How much is this costing you ?


----------



## gtcdon (Apr 24, 2011)

nipunmaster said:


> I found this laptop as the best in its price range:
> Asus K53SJ
> 
> Intel® Core™ i5 2410M
> ...



heyy...what is its price..?? lenovo z570 also has the exact same configuration...but price is 42.6k

Lenovo Ideapad Z Series Z570 (59-069595) Laptop Price India: Buy Lenovo Ideapad Z Series Notebook India: Flipkart.com

gt 520m is an entry level one...crysis 2 cannot be played according to notebook check....
NVIDIA GeForce GT 520M - Notebookcheck.net Tech

me too in same confusion.....dell 15r is better with hd 550v but has the 1st gen i5 proccy not the sb one like in lenovo ar asus


----------



## nipunmaster (Apr 24, 2011)

This laptop is costing around 35k when i asked to a local dealer.
I was wondering why would crysis 2 not run on this one.

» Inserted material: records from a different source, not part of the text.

PR #2575, opened 2022-08-05
[feat] Add command line option to set the execution order of independent tests

### LINKED ISSUE #2548: RFE: randomize test execution order
I don't think this is possible right now. It would be useful to be able to add a CLI argument to randomize the execution order of all the tests. 

Ideally it would randomize the tests across all files passed to Reframe, e.g. with `-c test1.py -c test2.py -c test3.py` it would randomize and interleave tests between all 3 files, not just within each file. To replay particular sequence of execution, perhaps the argument could accept an optional seed for the RNG.

The rationale is that some test A might change the state of the system like making the system very hot and throttling clocks, that could cause a failure in a later test C only if you run A -> C -> B instead of always executing A -> B -> C, for example if test B is long but does not stress the system (giving the system the time to cool down).
Similarly, if the same Reframe test starts in parallel on 10 machines, they might all reach a network test at the same time, creating heavy congestion (which is useful in itself, but might not be the target of the test).

If possible, it would also be great if the performance report printed would always stay in the same order to make it easier to compare runs despite the randomized execution order.

vkarak:
This PR introduces a new command line option, `--exec-order`, that will impose an order of execution on the independent tests. This is particularly useful when you want to randomise the order of tests that have been generated with either the `--repeat` or the `--distribute` option.

Although, currently, the order of execution is implementation defined and we could simply shuffle the tests, I decided that it's better introducing a new option for a couple of reasons:

1. Shuffling the tests as an implementation detail could very easily change in the future and break the "expected" behaviour.
2. As the various actions like `--list` and `--run` happen after the test processing and after the test DAG is built, shuffling the tests, implies that the listing would also be shuffled, which is not very helpful for two reasons: (a) it's not easy to find a test in a listing (b) break the current expectation that the listing order follows the (serial) execution order.
3. Having an option to control the order makes things clearer both from the implementation's point of view but also from the user perspective.

## Implementation details

Currently, all the DAG manipulation routines and the topological sorting respect the order of the test cases that are passed as input to them, which means that simply ordering or shuffling the test cases beforehand is enough. However, there is the subtle case we need to exclude some test cases due to unresolved dependencies. We were doing that by subtracting two sets, which randomised the test cases in a new way. By replacing these sets with ordered sets, the problem is solved.

Fixes #2548.


teojgo:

I am currently playing crysis 2 without any lag on my Core i3 and 9500 gt ddr2 graphic card.


----------



## akshayt (Apr 24, 2011)

Crysis 2 will definitely not be playing on this laptop, and even if you do end up running it won't be at anything better than the lowest settings, if at all!


----------



## a2mn2002 (Apr 24, 2011)

new Dell XPS has 540m gpu. I wana know is this gpu can run crysis 2 , COD black ops, mafia 2 ?


----------



## freshseasons (Apr 25, 2011)

a2mn2002 said:


> new Dell XPS has 540m gpu. I wana know is this gpu can run crysis 2 , COD black ops, mafia 2 ?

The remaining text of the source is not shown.